(Data provided Opens)

PR #4623, opened 2023-03-14
Global | Nuke: fixing farm publishing workflow

jakubjezek001:
## Changelog Description
After Nuke had adopted new publisher with new creators new issues were introduced. Those issues were addressed with this PR. Those are for example broken reviewable video files publishing if published via farm. Also fixed local publishing. 

## Additional info
Global plugins had to be addressed too so please test also other DCCs if those are still working - talking of AfterEffects, Maya mainly.

## Testing notes:
1. Open Nuke workfile and publish render family node to farm.
2. Ideally test also included slate workflow (you might need to add slate tag to your ExctractReview output preset)
3. After the publish is done check Ftrack if reviewable video (with slate) was published.

### DIFF
--- a/openpype/modules/deadline/plugins/publish/submit_publish_job.py
+++ b/openpype/modules/deadline/plugins/publish/submit_publish_job.py
@@ -756,6 +756,10 @@ class ProcessSubmittedJobOnFarm(pyblish.api.InstancePlugin):
             instance (pyblish.api.Instance): Instance data.
 
         """
+        if not instance.data.get("farm"):
+            self.log.info("Skipping local instance.")
+            return
+
         data = instance.data.copy()
         context = instance.context
         self.context = context
--- a/openpype/hosts/nuke/plugins/publish/extract_review_data.py
+++ b/openpype/hosts/nuke/plugins/publish/extract_review_data.py
@@ -25,7 +25,7 @@ class ExtractReviewData(publish.Extractor):
         # review can be removed since `ProcessSubmittedJobOnFarm` will create
         # reviewable representation if needed
         if (
-            "render.farm" in instance.data["families"]
+            instance.data.get("farm")
             and "review" in instance.data["families"]
         ):
             instance.data["families"].remove("review")
--- a/openpype/hosts/nuke/plugins/publish/extract_review_data_lut.py
+++ b/openpype/hosts/nuke/plugins/publish/extract_review_data_lut.py
@@ -49,7 +49,12 @@ class ExtractReviewDataLut(publish.Extractor):
                 exporter.stagingDir, exporter.file).replace("\\", "/")
             instance.data["representations"] += data["representations"]
 
-        if "render.farm" in families:
+        # review can be removed since `ProcessSubmittedJobOnFarm` will create
+        # reviewable representation if needed
+        if (
+            instance.data.get("farm")
+            and "review" in instance.data["families"]
+        ):
             instance.data["families"].remove("review")
 
         self.log.debug(
--- a/openpype/hosts/nuke/plugins/publish/extract_review_data_mov.py
+++ b/openpype/hosts/nuke/plugins/publish/extract_review_data_mov.py
@@ -105,10 +105,7 @@ class ExtractReviewDataMov(publish.Extractor):
                     self, instance, o_name, o_data["extension"],
                     multiple_presets)
 
-                if (
-                    "render.farm" in families or
-                    "prerender.farm" in families
-                ):
+                if instance.data.get("farm"):
                     if "review" in instance.data["families"]:
                         instance.data["families"].remove("review")
 
--- a/openpype/hosts/nuke/plugins/publish/extract_thumbnail.py
+++ b/openpype/hosts/nuke/plugins/publish/extract_thumbnail.py
@@ -31,7 +31,7 @@ class ExtractThumbnail(publish.Extractor):
 
 
     def process(self, instance):
-        if "render.farm" in instance.data["families"]:
+        if instance.data.get("farm"):
             return
 
         with napi.maintained_selection():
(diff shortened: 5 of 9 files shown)


openpype/modules/deadline/plugins/publish/submit_publish_job.py
```diff
@@ -756,6 +756,10 @@ def process(self, instance):
             instance (pyblish.api.Instance): Instance data.
 
         """
+        if not instance.data.get("farm"):
+            self.log.info("Skipping local instance.")
+            return
```
tokejepsen, line 761: How come this is needed?
Ideally we should be filtering with families, for example `render.farm`, or at least have a comment about why this is needed.

tokejepsen (changes requested):

openpype/modules/deadline/plugins/publish/submit_publish_job.py
jakubjezek001: Yes, this is right, new publisher workflow had introduced this requirement. Is there any particular host you know about which is not adding `farm` key into instance.data?

jakubjezek001: We had just agreed with @antirotor @iLLiCiTiT @kalisp that it should be required for all DCC to collect farm key as True in case it needs to be published on a farm.

kalisp (approved):
Tested seems to work fine (even in Maya, AE)

kalisp:
After discussion with Jezza I enhanced details in `asserts` tests for Nuke. Name of representation looks kinda weird though.
2023-03-15 18_29_30-Testing Platform PC - AnyDesk

openpype/modules/deadline/plugins/publish/submit_publish_job.py
jakubjezek001: Adding here parallel conversation we had yesterday at discord. This is explained a lot and perhaps even addressing @tokejepsen and @BigRoy concerns. 

Quoting @iLLiCiTiT from [here](https://discord.com/channels/517362899170230292/1085580148629319680/1085636176788062320) :
- I don't think pyblish families would save us here. Family filtering requires only one of defined families on instance which can cause more issues and confusion then explicit check of a value -> plugin filter families = ["render", "farm"] would catch all render instances and all farm instances.
So a pyblish plugin which would care only about render going to farm would still have to do a check of families in process method, which is at the end more complex than simple check for a single key.
- Also the families filter is affecting submit publish job which probably should not care about families at all. It's current family filtering can break other hosts if we would add support for same families but without farm support.
- I understand that the plugins would not be filtered by pyblish logic, so they would show in details and their process would be triggered, but it doesn't mean that family filtering is a good idea at this point.
- At the same time I'm not saying that "farm" key is the best solution, but I really don't see how families would solve all the side effects

jakubjezek001:
> After discussion with Jezza I enhanced details in `asserts` tests for Nuke. Name of representation looks kinda weird though. 

Awesome, thanks a lot @kalisp!

openpype/modules/deadline/plugins/publish/submit_publish_job.py
tokejepsen: I guess the issue is with the matching algorithm on Pyblish. Think we can reduce the issue to this test;
```python
from pyblish import api, util


class RenderValidator(api.InstancePlugin):
    order = api.ValidatorOrder
    families = ["render"]
    match = api.Exact

    def process(self, instance):
        instance.data["validationCount"] += 1


class FarmValidator(api.InstancePlugin):
    order = api.ValidatorOrder
    families = ["farm"]
    match = api.Exact

    def process(self, instance):
        instance.data["validationCount"] += 1


class RenderFarmValidator(api.InstancePlugin):
    order = api.ValidatorOrder
    families = ["render", "farm"]
    match = api.Subset

    def process(self, instance):
        instance.data["validationCount"] += 1


plugins = [RenderValidator, FarmValidator, RenderFarmValidator]

context = api.Context()
instance = context.create_instance(
    name="Render", family="render", families=["render"], validationCount=0
)
util.publish(context, plugins)
assert instance.data["validationCount"] == 1

context = api.Context()
instance = context.create_instance(
    name="Farm", family="farm", families=["farm"], validationCount=0
)
util.publish(context, plugins)
assert instance.data["validationCount"] == 1

context = api.Context()
instance = context.create_instance(
    name="RenderFarm", families=["render", "farm"], validationCount=0
)
util.publish(context, plugins)
assert instance.data["validationCount"] == 1

context = api.Context()
instance = context.create_instance(
    name="RenderLayer", families=["layer", "render"], validationCount=0
)
util.publish(context, plugins)
assert instance.data["validationCount"] == 1
```
Not matter what matching algorithm combination we try here, we will always end up with an assertion error due to missing an exclusion matching algorithm, which might be a good idea to implement in Pyblish?

iLLiCiTiT: And how would that solve that the plugin should be executed by combination of `["render", "farm"]`? Also there already were ideas how to add that to pyblish and I don' think any were successful.

tokejepsen: > And how would that solve that the plugin should be executed by combination of ["render", "farm"]? Also there already were ideas how to add that to pyblish and I don' think any were successful.

Not sure. Does the above testing code describe the issue we have?
If so we could use it as basis to come up with ideas to solve the filtering problem.

iLLiCiTiT: Ok, that's reasonable for filtering of families but still some plugins must be able to find out if instance will go to farm or not.

Now practicalities. We need to merge this because it is just broken now and we definetely won't do suggested changes it in this PR. Moving the conversation here https://github.com/ynput/OpenPype/discussions/4663 please. We have to also care about cases when there is more than one farm addon + some changes related to Publisher attributes + families cleanup (exactly the conversation here).

tokejepsen (approved):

(Data provided Closes)

How to complete this task: Look through the material and copy each line that has "discord".

Task response:
jakubjezek001: Adding here parallel conversation we had yesterday at discord. This is explained a lot and perhaps even addressing @tokejepsen and @BigRoy concerns. 
Quoting @iLLiCiTiT from [here](https://discord.com/channels/517362899170230292/1085580148629319680/1085636176788062320) :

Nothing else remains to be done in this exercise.